The Bees are gambling that their system - not Thomas Frank - was the secret to their success
In April, Keith Andrews was at a career crossroads. Appointed as Brentford’s set-piece coach the previous summer, Andrews applied – and interviewed – for the manager’s job at Milton Keynes Dons. He felt he was ready to take a step forward. MK Dons, then ranked 87th of the 92 league clubs in England, appointed former Derby County manager Paul Warne several days later.
That Andrews is now beginning his first month as a manager is therefore surprising. For the job to be at a club that has just finished in the top half of the Premier League is astonishing. There are benefits to coaching at Brentford, where innovation comes as standard: you might just end up getting promoted all the way to the top.
The involuntary insta-reaction is to scoff and/or wince, even without meaning to be hasty. A top-flight team appointing someone who has never been a permanent manager before is not unique – Mikel Arteta at Arsenal, for starters – but appointing the set-piece coach might just be.

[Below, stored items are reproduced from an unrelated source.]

PR #276, opened 2017-01-27
DM-8985: server now finding image with mask extension, mask UI implemented

robyww:
DM-8985: server now finding image with mask extension

 - server discovers mask layers in fits file
 - mask and other overlay information returned as addtional data for image load
 - give user options to load mask in drawing layers panel
 - add show all and hide all buttons
 - improvement in consistent color choosing of mask layers
 - mask can be lazy loaded
 - enable all mask in group, on/off in group,
 - fixed FileInfo null retured bug in last pull request
 - rotate ui: matching group, matching last plot
 - fixed zoom locking now consistently working, added LEVEL as plot zoom options to disable locking
 - made the default ZoomType TO_WIDTH_HEIGHT
 - fixed small toolbar layout background size issue

**To Test**:
 - use validation_data_hsc repository:
 - look in directory validation_data_hsc/DATA/00533/HSC-R/corr
 - load any CORR*.fits
    interesting mask:
           - bit number 4, 5,  and 11 are interesting to turn on.
           - CORR-0903342-100.fits has bad pixels so try bit number 1 as well
 - bring up layer control
 - enable the mask layers, the layers should appear
 - turn any on and off 
- try the show all or hide all buttons
- try zoom
- try rotate and flip though they are a little flaky

**known bugs**:
 - flip does not work if you flip before you turn on a mask bit
 - flip and rotate are a fragile in general, might need to look into it more deeply in another ticket

### DIFF
--- a/src/firefly/java/edu/caltech/ipac/firefly/server/visualize/WebPlotReader.java
+++ b/src/firefly/java/edu/caltech/ipac/firefly/server/visualize/WebPlotReader.java
@@ -406,6 +406,15 @@ public class WebPlotReader {
         }
     }
 
+    /**
+     * This method attempts to find how data might be related in a multi-extension fits file. I expect it will grow
+     * and become more advanced over time.
+     * Currently it looks of the extension type marked 'IMAGE' and makes that the based. Any extensions marked 'MASK' or
+     * 'VARIANCE' are related data.
+     * @param f the fits file name
+     * @param frAry the array of FitsRead objects that came from the file.
+     * @return the data relations
+     */
     private static List<List<RelatedData>> investigateRelations(File f, FitsRead frAry[]) {
         if (frAry.length>1) {
             int imageIdx= -1;
--- a/src/firefly/java/edu/caltech/ipac/firefly/server/visualize/WebPlotReader.java
+++ b/src/firefly/java/edu/caltech/ipac/firefly/server/visualize/WebPlotReader.java
@@ -3,8 +3,9 @@
  */
 package edu.caltech.ipac.firefly.server.visualize;
 
-import edu.caltech.ipac.firefly.server.ServerContext;
 import edu.caltech.ipac.firefly.data.FileInfo;
+import edu.caltech.ipac.firefly.data.RelatedData;
+import edu.caltech.ipac.firefly.server.ServerContext;
 import edu.caltech.ipac.firefly.visualize.Band;
 import edu.caltech.ipac.firefly.visualize.VisUtil;
 import edu.caltech.ipac.firefly.visualize.WebPlotRequest;
@@ -27,8 +28,10 @@ import nom.tam.fits.FitsException;
 
 import java.io.File;
 import java.io.IOException;
+import java.util.ArrayList;
 import java.util.HashMap;
 import java.util.LinkedHashMap;
+import java.util.List;
 import java.util.Map;
 
 
@@ -91,7 +94,7 @@ public class WebPlotReader {
         modFileWriter= checkUnzip(imageIdx,Band.NO_BAND,originalFile, modFileWriter);
 
         retval= new FileReadInfo(originalFile, fitsRead, Band.NO_BAND, imageIdx,
-                                 fd.getDesc(), uploadedName, modFileWriter);
+                                 fd.getDesc(), uploadedName, null, modFileWriter);
 
         Map<Band, FileReadInfo[]> retMap= new HashMap<>(1);
         retMap.put(Band.NO_BAND, new FileReadInfo[] {retval});
@@ -124,7 +127,7 @@ public class WebPlotReader {
 
         if (fd.isBlank())  {
             retval= new FileReadInfo[] { new FileReadInfo(null, PlotServUtils.createBlankFITS(req)[0],
-                                                          band, 0, fd.getDesc(), null, null) };
+                                                          band, 0, fd.getDesc(), null, null, null) };
         }
         else {
             File originalFile = fd.getFile();
@@ -136,7 +139,7 @@ public class WebPlotReader {
             FitsRead frAry[]= FitsCacher.readFits(originalFile);
             retval = new FileReadInfo[frAry.length];
 
-            if (needsPipeline(req)) { // if we need to use the pipline make sure we create a new array
+            if (needsPipeline(req)) { // if we need to use the pipeline make sure we create a new array
                 FitsRead newFrAry[]= new FitsRead[frAry.length];
                 int imageIdx;
                 for (int i = 0; (i < frAry.length); i++) {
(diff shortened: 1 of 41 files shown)


src/firefly/java/edu/caltech/ipac/firefly/server/visualize/WebPlotReader.java
```diff
@@ -401,5 +406,48 @@ private static double getImageSize(WebPlotRequest r) {
...
+                    imageIdx = i;
+                }
+            }
+            if (imageIdx>-1) {
+                List <RelatedData> relatedList= new ArrayList<>();
+                for(int i=0; (i<frAry.length); i++) {
+                    String extType= frAry[i].getExtType();
+                    if (extType!=null) {
+                        if (!extType.equalsIgnoreCase("IMAGE")) {
+                            if (frAry[i].getExtType().equalsIgnoreCase("MASK")) {
```
tgoldina: can you combine these two if statements into one: 
if (extType.equalsIgnoreCase("MASK")?

src/firefly/js/visualize/RelatedDataUtil.js
```diff
@@ -0,0 +1,190 @@
+/*
+ * License information at https://github.com/Caltech-IPAC/firefly/blob/master/License.txt
+ */
+
+import {difference,get, flatten, values, uniq, isEmpty} from 'lodash';
```
tgoldina: isEmpty not used

src/firefly/js/visualize/RelatedDataUtil.js
```diff
@@ -0,0 +1,190 @@
...
+function dataTypeMatches(r,idx, pv) {
+    const dataType= get(r,'dataType');
+    if (!RDConst.SUPPORTED_DATATYPES.includes(dataType)) return false;
+
+    if (dataType===RDConst.IMAGE_MASK) {
+        const opvAry= pv.overlayPlotViews.filter((opv) => opv.relatedDataId===r.relatedDataId);
+        if (!opvAry.length) return true;
+        const maskNumberAry= values(r.availableMask);
+        if (maskNumberAry.length!==opvAry.length) return true;
+    }
```
tgoldina: Comments would be useful here. When true is returned?

src/firefly/js/visualize/task/ImageOverlayTask.js
```diff
@@ -2,22 +2,33 @@
...
 
 function *getColor()  {
-    const autoColor= ['#FF0000','#00FF00','#0000FF','#91D33D', '#AE14DB','#FF0000', '#EBAA38', '#F6E942'];
     var nextColor=0;
     while (true) {
-        yield autoColor[nextColor % autoColor.length];
+        yield colorList[nextColor % colorList.length];
         nextColor++;
     }
 }
```
tgoldina: Do you use this generator function? Looks like you are getting color based on the mask number.

src/firefly/js/visualize/task/PlotImageTask.js
```diff
@@ -398,3 +422,37 @@ function initBuildInDrawLayers() {
     DrawLayerCntlr.dispatchCreateDrawLayer(ActiveTarget.TYPE_ID);
 }
 
+/**
+ *
+ * @param {String[]} plotIdAry
+ * @param {Object.<string, OverlayPlotView>} oldOverlayPlotViews
```
tgoldina: Is it one OverlayPlotView or an array? enableMatchingRelatedData seems to expect an array.

src/firefly/js/visualize/task/PlotImageTask.js
```diff
@@ -398,3 +422,37 @@ function initBuildInDrawLayers() {
...
+    const vr= visRoot();
+    plotIdAry
+        .map( (plotId) => getPlotViewById(visRoot(), plotId))
+        .filter( (pv) => pv)
+        .forEach( (pv) => {
+            const opvMatchArray= uniqBy(flatten(getPlotViewIdListInGroup(vr, pv.plotId)
+                                                       .filter( (id) => id!== pv.plotId)
+                                                       .map( (id) => getPlotViewById(vr,id))
+                                                       .map( (gpv) => gpv.overlayPlotViews)),
+                                   'maskNumber' );
```
tgoldina: Looked up docs for uniqBy. Shouldn't the last arg be a function?

src/firefly/java/edu/caltech/ipac/firefly/server/visualize/WebPlotReader.java
```diff
@@ -401,5 +406,48 @@ private static double getImageSize(WebPlotRequest r) {
...
+        if (frAry.length>1) {
+            int imageIdx= -1;
+            List<List<RelatedData>> retList= new ArrayList<>(frAry.length);
+            for(int i=0; (i<frAry.length); i++) {
+                retList.add(null);
+                String extType= frAry[i].getExtType();
+                if (extType!=null && extType.equalsIgnoreCase("IMAGE")) {
+                    imageIdx = i;
+                }
+            }
```
robyww: I will add some. This function could be there start of something far more advanced.  Right now the way I have it is that the last image with the header 'EXTTYPE' == 'IMAGE' is the based.  I reality that works out to the the first extension.

src/firefly/js/visualize/RelatedDataUtil.js
robyww: Ok, I also need to add a typedef for RelatedData

src/firefly/js/visualize/task/ImageOverlayTask.js
robyww: Not using it any more but I don't want to delete since I can see using it in the future

src/firefly/js/visualize/task/PlotImageTask.js
robyww: uniqBy can take a function or a string to use as the object key. In that case it will make sure the array of objects are unique by the key in each object. it is in the docs.
[http://devdocs.io/lodash~4/index#uniqBy](url)

tgoldina:
I have downloaded validation_data_hsc/DATA/rerun/20160805/00533/HSC-R/corr/CORR-0903332-100.fits

After image is shown, mask layers are shown as advertised. Zoom works on all 3 extensions simultaneously. Flip, Rotate, Rotate North do not work as expected. 

1. If the mask layer was shown during flip, it appears correctly when the image is flipped. Otherwise it would show unflipped.

After rotate the mask does not overlap with the image. They seem to be shown at different zoom levels. Zooming in then out brings them together. After that all mask layers show in the right place.

2. Another test: mask is enabled but not shown. Rotated Image, then mask, then variance first before showing the mask

Rotate works lazily on each image, which means it does not start until I go to the image. And I can not return to already rotated image, because it is covered by the mask.

I have rotated all 3 images (image, mask, extension) and tried bit 5. The mask does not overlap with the image. It appears to have different rotation angle.

After that I tried rotate North. Image and mask layer got rotated, but they appear to be at different zoom levels. (It seems to be tile generation issue, because zooming in and out does not resolve this problem.) 

3. The image is 85MB, but zooming in and out the rotated image with all mask layers, I quickly got out of memory on the server, even though I have
MIN_JVM_SIZE=1g
MAX_JVM_SIZE=4g

Also I noticed an exception in server log:

NFO: Server startup in 8787 ms
Warning: multiple occurrences of key:AR_NAME
Warning: multiple occurrences of key:AR_NAME
Warning: multiple occurrences of key:AR_NAME
Warning: multiple occurrences of key:AR_NAME
java.lang.ArrayIndexOutOfBoundsException: 1
        at edu.caltech.ipac.firefly.server.rpc.VisServerCommands$FileFluxCmdJson.doCommand(VisServerCommands.java:125)
        at edu.caltech.ipac.firefly.server.ServCommand.processRequest(ServCommand.java:27)
        at edu.caltech.ipac.firefly.server.servlets.CommandService.processRequest(CommandService.java:69)
 
Not sure if it's

ymeiymei:
I think I found a problem. After loading the image, either rotate or flip or north up, I can't add mask anymore. The error message is "Overlay failed: Could not find extension number 1. The file contains only one extension. Plot failed." And clicking "ok" will not resume that image.

robyww:
After looking at the issues with rotation and flipping with mask, I think that the system is to fragile to those actions.  I am going to disable rotation and flipping when mask are active.  We can pursuit fixing it in another ticket.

Even if, as we hear, Andrews’ responsibilities went beyond that remit, this all sounds faintly ludicrous. Clubs don’t do this. Clubs who are replacing a long-term manager and who have lost his staff (Justin Cochrane, Chris Haslam, Joe Newton and Claus Norgaard have all also left Brentford) really don’t do this. Clubs who are about to lose their top scorer and their captain definitely don’t do this.

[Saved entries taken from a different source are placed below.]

PR #278, opened 2017-01-30
DM 8916: Junit Test on IPACTableReader.

ymeiymei:
Please review the Junit test for IPACTableRead.

Need to use the branch, DM-8916-JUnitTestForIPACTableRead, on firefly_test_data.

 This test is mainly to test if IPACTableReader.java reads the IPAC table correctly. The IRSA IPAC table reader requirements are in
       http://irsa.ipac.caltech.edu/applications/DDGEN/Doc/ipac_tbl.html
 
 An IPAC table is composed by three parts: Attributes which includes keywords and comments; header which includes column names, data types, data units, and null values; and data rows.
 
The test cases below test if the reader can parse all parts in a table correctly and also if the reader can throw exceptions correctly when a table violate the requirements.

In this version, there are several known issues:
1) So far all the data comparison is done to compare strings (.toString() )  Will improve this.
2) Need to finalize the rules to validate an IPAC table. Or how strict we should accept/reject a table. Then we can update the test cases.

### DIFF
--- a/src/firefly/test/edu/caltech/ipac/astro/IpacTableReaderTest.java
+++ b/src/firefly/test/edu/caltech/ipac/astro/IpacTableReaderTest.java
@@ -1,0 +1,801 @@
+package edu.caltech.ipac.astro;
+
+
+import edu.caltech.ipac.firefly.util.FileLoader;
+import edu.caltech.ipac.util.DataGroup;
+import edu.caltech.ipac.util.DataObject;
+import edu.caltech.ipac.util.DataType;
+import edu.caltech.ipac.util.StringUtils;
+import org.junit.After;
+import org.junit.Assert;
+import org.junit.Before;
+import org.junit.Test;
+
+import java.io.File;
+import java.io.FileNotFoundException;
+import java.io.FileReader;
+import java.io.Reader;
+import java.util.*;
+
+/**
+ * Created by ymei on 1/26/17.
+ *
+ * DM-8916-JUnitTestIPACTableRead
+ *
+ * This test is mainly test if IPACTableReader.java reads the IPAC table correctly. The IRSA IPAC table reader requirements are in
+ *      http://irsa.ipac.caltech.edu/applications/DDGEN/Doc/ipac_tbl.html
+ *
+ * An IPAC table is composed by three parts: Attributes which includes keywords and comments; header which includes column names,
+ *      data types, data units, and null values; and data rows.
+ *
+ * The test cases below test if the reader can parse all parts in a table correctly and also if the reader can throw exceptions correctly
+ *      when a table violate the requirements.
+ *
+ */
+public class IpacTableReaderTest {
+
+    //Input parameters:
+    private static final String catName = "catName";
+    String[] onlyColumns = null;
+    private boolean useFloatsForDoubles = false;
+    private boolean isHeadersOnlyAllow = false;
+    private boolean noAttributes = false;
+    private int estFileSize = 0;
+
+    //Expected parameters in the data group:
+    private String[] attributeKeys = null;
+    private String[] attributeValues = null;
+    private String[] attributeComments = null;
+    private String[] colTitles = null;
+    private String[] colKeyNames = null;
+    private String[] colDataTypeDesc = null;
+    private String[] colDataTypes = null;
+    private String[] colDataUnits = null;
+    private String[] colNullStrings = null;
+    private String[][] dataValues = null;
+
+    //The IPAC table reader store the table content in the dataGroup:
+    private DataGroup dataGroup;
+
+    @Before
+    /**
+     *
+     */
+    public void setUp() throws IpacTableException, ClassNotFoundException, java.io.FileNotFoundException {
+        //Read different tables in each test case below.
+    }
+
+    @After
+    /**
+     * Release the memories
+     */
+    public void tearDown() {
+        dataGroup = null;
+    }
+
+
+    @Test
+    /**
+     * This test calls the methods IpacTableReader.readIpacTable to read all the columns from a valid input IPAC table, IPACTableSample1.tbl,
+     * and verify if the produced dataGroup contains the correct information from the table.
+     *
+     * The input parameters to call IpacTableReader.readIpacTable:
+     * File
+     * onlyColumns
+     * useFloatsForDoubles
+     * catName = "catName"
+     * isHeadersonlyAllow
+     */
+    public void testValidIpacTable1() throws IpacTableException, ClassNotFoundException, java.lang.NullPointerException {
+
+        //Read all the columns, other parameters are "false".
+
+        /* IPACTableSample1.tbl:
+
+        \catalog1 = 'Sample Catalog1'
+        \catalog2 = 'Sample Catalog2'
+        \ Comment1
+        \ Comment2
+        |   ra      |    dec    |   n_obs  |    V     |   SpType   |
+        |   double  |    double |   int    |   real   |   char     |
+        |   deg     |    deg    |          |   mag    |            |
+        |   null    |    null   |   null   |   null   |   null     |
+          165.466279  -34.704730      5       11.27       K6Ve
+          123.4       5.67            9       8.9         K6Ve-1
+
+        */
+
+        //Inputs:
+        String tableName = "IPACTableSample1.tbl";
+        File inFile = new File(FileLoader.getDataPath(IpacTableReaderTest.class) + tableName);
+        //onlyColumns = null;
+
+        //Set the expected values:
+        setExpectedValues_Input1_full();
+
+        //Read the table and generate the dataGroup:
+        dataGroup = IpacTableReader.readIpacTable(inFile, catName);
+
+        //Check the result:
+        checkResult(dataGroup);
+
+        //Test result: This IPAC table is read correctly.
+        // Passed.
+        // Known issue: The data type "real" is currently not supported. It is treated as a String. See the ticket https://jira.lsstcorp.org/browse/DM-9026
+
+    }
+
+    @Test
+    /**
+     * This test calls the methods IpacTableReader.readIpacTable to read all the columns from a valid input IPAC table, IPACTableSample1.tbl,
+     * and verify if the produced dataGroup contains the correct information from the table.
+     *         useFloatsForDoubles = true; isHeadersOnlyAllow = true;
+     *
+     */
+    public void testValidIpacTable2() throws IpacTableException, ClassNotFoundException, java.lang.NullPointerException
+
+    {
+
+        //Read all the columns but useFloatsForDoubles = true; isHeadersOnlyAllow = true;
+
+        /* IPACTableSample1.tbl:
+
+        \catalog1 = 'Sample Catalog1'
+        \catalog2 = 'Sample Catalog2'
+        \ Comment1
+        \ Comment2
+        |   ra      |    dec    |   n_obs  |    V     |   SpType   |
+        |   double  |    double |   int    |   real   |   char     |
+        |   deg     |    deg    |          |   mag    |            |
+        |   null    |    null   |   null   |   null   |   null     |
+          165.466279  -34.704730      5       11.27       K6Ve
+          123.4       5.67            9       8.9         K6Ve-1
+
+        */
+
+        //Inputs:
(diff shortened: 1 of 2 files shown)


src/firefly/test/edu/caltech/ipac/astro/IpacTableReaderTest.java
```diff
@@ -0,0 +1,801 @@
+package edu.caltech.ipac.astro;
+
+
+import edu.caltech.ipac.firefly.util.FileLoader;
+import edu.caltech.ipac.util.DataGroup;
+import edu.caltech.ipac.util.DataObject;
+import edu.caltech.ipac.util.DataType;
+import edu.caltech.ipac.util.StringUtils;
```
lznakano: remove import edu.caltech.ipac.util.StringUtils;

src/firefly/test/edu/caltech/ipac/astro/IpacTableReaderTest.java
```diff
@@ -0,0 +1,801 @@
...
+    private String[] attributeValues = null;
+    private String[] attributeComments = null;
+    private String[] colTitles = null;
+    private String[] colKeyNames = null;
+    private String[] colDataTypeDesc = null;
+    private String[] colDataTypes = null;
+    private String[] colDataUnits = null;
+    private String[] colNullStrings = null;
+    private String[][] dataValues = null;
+
```
lznakano: The best practice is to build an expected DataGroup in your setUp method, and then write it to a temporary file. Use this expected DataGroup to compare with the DataGroup read in from the file by IpacTableReader.

src/firefly/test/edu/caltech/ipac/astro/IpacTableReaderTest.java
```diff
@@ -0,0 +1,801 @@
...
+        |   null    |    null   |   null   |   null   |   null     |
+         */
+
+        //Read a table without data
+        String tableName = "IPACTable6_nodata.tbl";
+        File inFile = new File(FileLoader.getDataPath(IpacTableReaderTest.class) + tableName);
+
+        try{
+            dataGroup = IpacTableReader.readIpacTable(inFile, onlyColumns, useFloatsForDoubles, catName, isHeadersOnlyAllow);
+        } catch (IpacTableException e){
```
lznakano: This is the only Exception the IpacTableReader has and the one to be tested.  The correct way to test it is using
     try{
            dataGroup = IpacTableReader.readIpacTable(inFile, onlyColumns, useFloatsForDoubles, catName,  isHeadersOnlyAllow);
            Assert.fail("If no data error is not caught");
        } catch (IpacTableException e){
            System.out.println("IpacTableException from the table " + tableName + ": "  + e.getMessage());
        }

src/firefly/test/edu/caltech/ipac/astro/IpacTableReaderTest.java
```diff
@@ -0,0 +1,801 @@
...
+    //public static DataGroup readIpacTable(File f, String onlyColumns[], boolean useFloatsForDoubles, String catName)
+    //public static DataGroup readIpacTable(File f, String onlyColumns[], boolean useFloatsForDoubles, String catName, boolean isHeadersOnlyAllow)
+
+    //public static DataGroup readIpacTable(Reader fr, String catName)
+    //public static DataGroup readIpacTable(Reader fr, String catName, long estFileSize)
+    //public static DataGroup readIpacTable(Reader fr, String catName, String onlyColumns[],boolean useFloatsForDoubles,long estFileSize)
+    //public static DataGroup readIpacTable(Reader fr, String catName, String onlyColumns[],boolean useFloatsForDoubles,long estFileSize, boolean isHeadersOnlyAllow)
+
+
+}
```
lznakano: This unit test serves more like a verification of the algorithm and less like a unit test.  However since building a small DataGroup (table) is very easy,  the unit test can really be written as a unit test.  

For unit test:
1. There is a one to one correspondence for each public method in the main class.  
For example, there should be:
    testIpacTableReaderTwoArgs()
    testIpacTableReaderThreeArgs()
    testIpacTableReaderFourArgs()
    testIpacTableNoDataException()

2. Unit test does not check if the algorithm is correct, it checks if the algorithm does what it should do. 
    For example, no matter what table passed to the reader, if the reader reads it correctly, the  test is pass.

3. If there is duplicated columns, it is the issue in TableDef. If the TableDef allows to have duplicated columns, it is OK, if it does not allow duplication, TableDef should check it.

4.  The no header is also the issue with the TableDef.  It should catch such issue. 

Overall, I think this test can serve as a wonderful use cases verifications.  It correctly identify a few holes in the current algorithm such duplication in the column names, and empty headers etc.  GREAT Job!

To make it a self-contained unit test,
   1. build needed dataGroup dynamically.  The built dataGoup will be the expected DataGroup.  
   2. Let IpacTableReader reads the dataGroup from the output file by the the same dataGroup and do the comparison.
  3. In the tearDown method:
   remove the temporary output files used for the test. 

Then the unit test is self-contain, neat and clean.

src/firefly/test/edu/caltech/ipac/astro/IpacTableReaderTest.java
```diff
@@ -0,0 +1,801 @@
...
+        */
+
+        //Inputs:
+        String tableName = "IPACTableSample1.tbl";
+        File inFile = new File(FileLoader.getDataPath(IpacTableReaderTest.class) + tableName);
+        //onlyColumns = null;
+
+        //Set the expected values:
+        setExpectedValues_Input1_full();
+
```
loitly: This @Test gives the impression that it's simple and small based on the amount of code in it.  However, it is not the case.  setExpectedValues_Input1_full() has key information that require investigation to understand.  It also rely on the input, therefore the comment is repeated again in this function.  Now, you need to keep in sync the 2 comments and the input file.

checkResult() is a share function which is clever but is relying on setExpectedValues_Input1_full() to fully set up its expected values.  The reuse is good, but the dependencies may lead to bugs.

src/firefly/test/edu/caltech/ipac/astro/IpacTableReaderTest.java
```diff
@@ -0,0 +1,801 @@
...
+        setExpectedValues_Input1_radecOnly();
+
+        //Read the table and generate the dataGroup:
+        dataGroup = IpacTableReader.readIpacTable(inFile, onlyColumns, useFloatsForDoubles, catName, isHeadersOnlyAllow);
+
+        //Check the result:
+        checkResult(dataGroup);
+
+        //Test result: "onlyColumns" works fine. Only those two columns are read.
+        // Passed.
```
loitly: I will use this test case to post an example of my prefer method:
For me, the example below is simple and easy to read.  The input and the expected results for this test case are all in one place. 
```
        String input =
        "\\catalog1 = 'Sample Catalog1'\n" +
        "\\catalog2 = 'Sample Catalog2'\n" +
        "\\ Comment1\n" +
        "\\ Comment2\n" +
        "|   ra      |    dec    |   n_obs  |    V     |   SpType   |\n" +
        "|   double  |    double |   int    |   real   |   char     |\n" +
        "|   deg     |    deg    |          |   mag    |            |\n" +
        "|   null    |    null   |   null   |   null   |   null     |\n" +
        " 165.466279  -34.704730      5       11.27       K6Ve       \n" +
        " 123.4       5.67            9       8.9         K6Ve-1     \n";

        DataGroup dg = IpacTableReader.readIpacTable(new StringReader(input), "onlyColumns",  new String[]{"ra", "dec"}, false, 0);

        Assert.assertEquals("There should be 2 columns", 2, dg.getDataDefinitions().length);
        Assert.assertEquals("There should be 2 rows", 2, dg.size());
        Assert.assertEquals("ra for row 1", 165.466279, (Double)dg.get(0).getDataElement("ra"), 0.001);
        Assert.assertEquals("dec for row 2", 5.67, (Double)dg.get(1).getDataElement("dec"), 0.001);
```

src/firefly/test/edu/caltech/ipac/astro/IpacTableReaderTest.java
```diff
@@ -0,0 +1,801 @@
...
+ *      http://irsa.ipac.caltech.edu/applications/DDGEN/Doc/ipac_tbl.html
+ *
+ * An IPAC table is composed by three parts: Attributes which includes keywords and comments; header which includes column names,
+ *      data types, data units, and null values; and data rows.
+ *
+ * The test cases below test if the reader can parse all parts in a table correctly and also if the reader can throw exceptions correctly
+ *      when a table violate the requirements.
+ *
+ */
+public class IpacTableReaderTest {
```
loitly: Test should extends from ConfigTest based on @ejoliet's implementation to take advantage of logging and future additional features.  System.out should then should be replaced with logger.

src/firefly/test/edu/caltech/ipac/astro/IpacTableReaderTest.java
loitly: I agree Assert.fail() should be added.  However, we said that it should be commented and replaced with a message to indicating it needs to be fixed with referenced ticket number.  Also, I don't think printout in catch clause is needed.

ymeiymei:
I have improved the IPAC table reader test unit based on reviewers' suggestions:
 
    1)Cleaned import
    2)Put the input table and expected values together in each test case
    3)Improved the exception handling
    4)Added JIRA tickets and the code after the tickets (commented out)
    5)Let the class extend ConfigTest
    6)Use logging system in ConfigTest. No System.out.println

src/firefly/test/edu/caltech/ipac/astro/IpacTableReaderTest.java
```diff
@@ -54,243 +50,218 @@
...
-        onlyColumns = null;
-        setExpectedValues_Input2();
-        dataGroup = IpacTableReader.readIpacTable(inFile, onlyColumns, useFloatsForDoubles, catName, isHeadersOnlyAllow);
-        checkResult(dataGroup);
+            Assert.assertEquals("The last two lines will be ignored as they have no leading space nor '=' ", 1, attributes.size());
 
-        //Test result: It is okay for an IPAC table not having any attributes. The table is read correctly.
-        // Passed.
-        // Known issues: The trailing zeros to the right of the decimal point is truncated, eg. 1309.0000 to 1309.0.
+        }catch(IpacTableException e){
```
loitly: Same, fail test if encounter exceptions.

src/firefly/test/edu/caltech/ipac/astro/IpacTableReaderTest.java
```diff
@@ -302,423 +273,234 @@ public void testWrongAttributes1() throws IpacTableException, ClassNotFoundExcep
...
+            "  165.466279  -34.704730      5       11.27       K6Ve      \n" +
+            "  123.4       5.67            9       8.9         K6Ve-1    ";
+
+
 
         try{
-            dataGroup = IpacTableReader.readIpacTable(inFile, onlyColumns, useFloatsForDoubles, catName, isHeadersOnlyAllow);
+            DataGroup dataGroup = IpacTableReader.readIpacTable(new StringReader(input), catName);
+            // After DM-9332 is implemented uncomment this:
+            //Assert.fail("No exception thrown out");
```
loitly: I thought we are supposed to print a warning message for the time being

src/firefly/test/edu/caltech/ipac/astro/IpacTableReaderTest.java
```diff
@@ -302,423 +273,234 @@ public void testWrongAttributes1() throws IpacTableException, ClassNotFoundExcep
...
-        //setExpectedValues_Input7_full();
 
         try{
-            dataGroup = IpacTableReader.readIpacTable(inFile, onlyColumns, useFloatsForDoubles, catName, isHeadersOnlyAllow);
-        } catch (IpacTableException e){
-            System.out.println("IpacTableException from the table " + tableName + ": "  + e.getMessage());
-        }
+            DataGroup dataGroup = IpacTableReader.readIpacTable(new StringReader(input), catName);
+            //After https://jira.lsstcorp.org/browse/DM-9333 is implemented, use this:
+            //Assert.fail("No exception is thrown out");
```
loitly: add warning message for the time being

But maybe Brentford do do this. When Frank got his job, he was an internal candidate promoted from Dean Smith’s coaching staff. It is not like Frank was their fourth or fifth choice, so often a prelude to disappointment. Same with Andrews. Frank knew the club and everyone in it; the club and everyone in it knew Frank. This is the same theory.
So much of this remarkable success (and it remains remarkable, by the measure of history, size and budgets) has been platformed by succession plans. Take eight years of centre forwards: Brentford sold Scott Hogan and Jota and bought Ollie Watkins and Neal Maupay; they sold Maupay and bought Bryan Mbeumo; they sold Watkins and bought Ivan Toney. By the time they sold Ivan Toney, they were consolidated amongst the elite and had barely made an expensive mistake.
As such, this summer can have come as no surprise: Frank was a likely target for someone for at least two years and so was Mbeumo. If you think that Brentford’s hierarchy got caught out, spooked and panicked, think on. This may be a misstep, perhaps even a desperate one, but it is taken with purpose.
This week, director of football Phil Giles intimated that Andrews was appointed principally because they believed that he could step up to this role. That might be management speak bluster but external candidates were interviewed, including former Ajax head coach Francesco Farioli.
Giles’ message rang true: “We’re not trying to change everything and go in a totally different direction. It’s all about the details – we’re not looking to revolutionise.” Continuity, continuity, continuity.
If this is a gamble, Brentford have chips to play with. Nobody reasonable – probably even Giles himself – is expecting Andrews to replicate last season after losing (at least) Christian Norgaard and Mbeumo, but the recent struggle of promoted clubs to stay in touch creates breathing space. Brentford took 56 points last season and would need to drop by at least 20 to be relegated. Even Manchester United, who finished 15th, didn’t take 20 fewer points from 2023-24.
We cannot avoid that potential, though. Nor can Brentford. They do magnificent work in their community and they lead the way on Premier League fan engagement and ticket pricing. They have repeatedly proven themselves adept at scouting, recruitment and squad development. But they are still taking a vast risk. They know more than all of us about this situation, but they cannot know everything.
This appointment creates pressure – that much is undeniable. That pressure lies squarely upon Andrews because he is the public face of the club and because he will shortly lead his first ever training session as a manager. That pressure will rush in quickly: Brentford’s first six home league opponents are Aston Villa, Chelsea, Manchester United, Manchester City, Liverpool and Newcastle.
As outsiders, we should celebrate. We beg for clubs who do things differently to succeed, particularly those outside of a financial elite. We want promotion of British and Irish coaches because that helps our national teams. We want clubs to back the courage of their convictions and to be interesting rather than play it safe. If any club in England has earned trust to do so, it’s Brentford.
But uncertainty is an inadvertent emotion and it festers in the corners that we cannot fill with confirmed reality. Brentford supporters in panic mode should not be blamed – we would be the same because we crave the sanctuary of certainty. The scariest three words in modern life: I don’t know.
The last time Brentford were without Frank, they had spent £3m on a player only once in their history and had never played in the Premier League. Everything flowed through him. We are about to find out whether, at Brentford, the system truly is the king or merely the magnificent manipulation of one manager.